Ian Bowness says: “Having the support of one million people who’ve signed a petition to say they don’t want our high standard food being undercut in future trade deals by imports which would be illegal to produce in Cumbria, puts a spring in your step as you head off in the morning to milk cows.

Cumberland & Westmorland Gazette:

"On my farm in Wigton, I’m proud to produce milk to world-leading standards. It’s therefore extremely frustrating that our government has so far refused to support calls from an extraordinary alliance of farmers, environmentalists, chefs and animal welfare organisations, not to mention the one million members of the public who signed an NFU petition, all urging the government to take action to ensure our high standards are protected.

"The farming industry has come a long way in a short period. The million-strong petition shows that people care passionately about where their food comes from and they don’t want to see our world-leading environmental and animal welfare standards undermined. Important legislation in the shape of the Agriculture Bill is currently being debated in Parliament which could offer a solution if the government would only support it.Lord Curry put forward an amendment to the Bill, which the NFU believes provides a sensible approach to effective scrutiny of trade deals without unreasonably limiting the ability of the government to negotiate and sign trade agreements with overseas partners.
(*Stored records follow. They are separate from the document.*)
PR #3685, opened 2023-01-31
ref(config) Remove Discover Python components

evanh:
This also required restructuring some values that existed in the Python
component files. The definition of event / transaction columns for the purposes
of selecting an entity moved to the special discover file, and some tests were
updated to have the values stored directly.

Now that the Discover selection is all in one place, it should be fairly
straightforward to port that function directly to Sentry.


tests/datasets/test_transaction_translations.py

"Lord Curry’s amendment would also put our democratically elected MPs at the heart of safeguarding food and farming standards. The Agriculture Bill was last debated in the House of Commons on Monday (12th October), but sadly Lord Curry’s amendment was not deemed acceptable by the House of Commons Clerks on a technical issue.

"Thankfully though the fight for the future of the Agriculture Bill is not over yet. Lord Curry can re-table a new version of the amendment (slightly reworded) to be debated in the House of Lords on Tuesday (20th October). Lord Curry’s approach is to strengthen the role of the Trade and Agriculture Commission by giving it a longer lifespan and to enable it to provide expert advice to Parliament on each and every trade deal, assessing what impact they might have on our food and farming standards.

"MPs can then take this into account when deciding whether to accept trade deals or not.If Lord Curry’s amendment is successful in the Lords debate there will probably be one final debate amongst MPs very shortly afterwards (perhaps a day or two later.

"MPs will essentially be given a final chance to vote on this sensible compromise. We’re not looking for special measures.We simply want to be treated fairly and for politicians to be allowed proper scrutiny of trade deals so that Parliament can take back control of our trade policy.

"As I put my wellies on to start my day on the farm, I can only hope that those making the decisions realise what they do now will have implications for the food on our plates for generations to come.”